__What is needed__
Word for word, copy all of the entries.

__Data provided__
------------------------------
PR #1156, opened 2023-09-13
Make DTLS fragment stay within MTU size range

### LINKED ISSUE #1100: DTLS fragment exceeds MTU size if the certificate is large.

ibc:
- Fixes #1100
- All credits to @pnts-se and his PR #1143

### Details

- As explained in https://github.com/versatica/mediasoup/issues/1100. OpenSSL doesn't respect MTU size when sending the server certificate.
- In fact, issue #1100 clearly shows how mediasoup is sending a DTLS Server Hello message of 2008 bytes which exceeds the UDP MTU.
- This PR fixes the issue by using `BIO_set_callback_ex` callback as other projects as done.
- This can be tested by adding this dump into `WebRtcTransport.cpp` in `OnDtlsTransportSendData()` method:
   ```c++
   MS_DUMP(">>> DTLS data sent [len:%zu]", len);
   ```

### DIFF
--- a/worker/src/RTC/DtlsTransport.cpp
+++ b/worker/src/RTC/DtlsTransport.cpp
@@ -53,6 +53,31 @@ inline static unsigned int onSslDtlsTimer(SSL* /*ssl*/, unsigned int timerUs)
 		return 2 * timerUs;
 }
 
+inline static long onSslBioOut(
+  BIO* bio,
+  int operationType,
+  const char* argp,
+  size_t len,
+  int /*argi*/,
+  long /*argl*/,
+  int ret,
+  size_t* /*processed*/)
+{
+	long resultOfcallback = (operationType == BIO_CB_RETURN) ? static_cast<long>(ret) : 1;
+
+	if (operationType == BIO_CB_WRITE && argp && len > 0)
+	{
+		MS_DEBUG_DEV("%zu bytes of DTLS data ready to be sent", len);
+
+		RTC::DtlsTransport* dtlsTransport =
+		  reinterpret_cast<RTC::DtlsTransport*>(BIO_get_callback_arg(bio));
+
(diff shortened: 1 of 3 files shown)


jmillan (approved):

worker/src/RTC/DtlsTransport.cpp
```diff
@@ -929,9 +956,8 @@ namespace RTC
 		// Stop the DTLS timer.
 		this->timer->Stop();
 
-		// We need to reset the SSL instance so we need to "shutdown" it, but we
-		// don't want to send a Close Alert to the peer, so just don't call
-		// SendPendingOutgoingDTLSData().
+		// NOTE: We need to reset the SSL instance so we need to "shutdown" it, but we
+		// don't want to send a Close Alert to the peer. However this is gonna happen.
```
pnts-se, line 960: If this is shown to be a problem, perhaps I can write a failing test verifying the behavior. Then do some work to try to avoid sending the Close Alert and pass the test.

ibc: Sure, could you do it once this PR is merged and try that in flatbuffers branch?

NOTE: the problem I see is that we DO WANT to send DTLS Close Alert in most of the cases, and there is just one case in which we do not want to send it (this one). So no idea this can be done. Even if we set a this->allowOutgoingDtlsCloseAlert = true flag before that scenario and set it to false immediately after ignoring such a DTLS Close Alert, the problem is that this is driven by a OpenSSL callback that probably runs asynchronously.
------------------------------
__Written answer__
PR #1156, opened 2023-09-13
Make DTLS fragment stay within MTU size range

### LINKED ISSUE #1100: DTLS fragment exceeds MTU size if the certificate is large.

ibc:
- Fixes #1100
- All credits to @pnts-se and his PR #1143

### Details

- As explained in https://github.com/versatica/mediasoup/issues/1100. OpenSSL doesn't respect MTU size when sending the server certificate.
- In fact, issue #1100 clearly shows how mediasoup is sending a DTLS Server Hello message of 2008 bytes which exceeds the UDP MTU.
- This PR fixes the issue by using `BIO_set_callback_ex` callback as other projects as done.
- This can be tested by adding this dump into `WebRtcTransport.cpp` in `OnDtlsTransportSendData()` method:
   ```c++
   MS_DUMP(">>> DTLS data sent [len:%zu]", len);
   ```

### DIFF
--- a/worker/src/RTC/DtlsTransport.cpp
+++ b/worker/src/RTC/DtlsTransport.cpp
@@ -53,6 +53,31 @@ inline static unsigned int onSslDtlsTimer(SSL* /*ssl*/, unsigned int timerUs)
 		return 2 * timerUs;
 }
 
+inline static long onSslBioOut(
+  BIO* bio,
+  int operationType,
+  const char* argp,
+  size_t len,
+  int /*argi*/,
+  long /*argl*/,
+  int ret,
+  size_t* /*processed*/)
+{
+	long resultOfcallback = (operationType == BIO_CB_RETURN) ? static_cast<long>(ret) : 1;
+
+	if (operationType == BIO_CB_WRITE && argp && len > 0)
+	{
+		MS_DEBUG_DEV("%zu bytes of DTLS data ready to be sent", len);
+
+		RTC::DtlsTransport* dtlsTransport =
+		  reinterpret_cast<RTC::DtlsTransport*>(BIO_get_callback_arg(bio));
+
(diff shortened: 1 of 3 files shown)


jmillan (approved):

worker/src/RTC/DtlsTransport.cpp
```diff
@@ -929,9 +956,8 @@ namespace RTC
 		// Stop the DTLS timer.
 		this->timer->Stop();
 
-		// We need to reset the SSL instance so we need to "shutdown" it, but we
-		// don't want to send a Close Alert to the peer, so just don't call
-		// SendPendingOutgoingDTLSData().
+		// NOTE: We need to reset the SSL instance so we need to "shutdown" it, but we
+		// don't want to send a Close Alert to the peer. However this is gonna happen.
```
pnts-se, line 960: If this is shown to be a problem, perhaps I can write a failing test verifying the behavior. Then do some work to try to avoid sending the Close Alert and pass the test.

ibc: Sure, could you do it once this PR is merged and try that in flatbuffers branch?

NOTE: the problem I see is that we DO WANT to send DTLS Close Alert in most of the cases, and there is just one case in which we do not want to send it (this one). So no idea this can be done. Even if we set a this->allowOutgoingDtlsCloseAlert = true flag before that scenario and set it to false immediately after ignoring such a DTLS Close Alert, the problem is that this is driven by a OpenSSL callback that probably runs asynchronously.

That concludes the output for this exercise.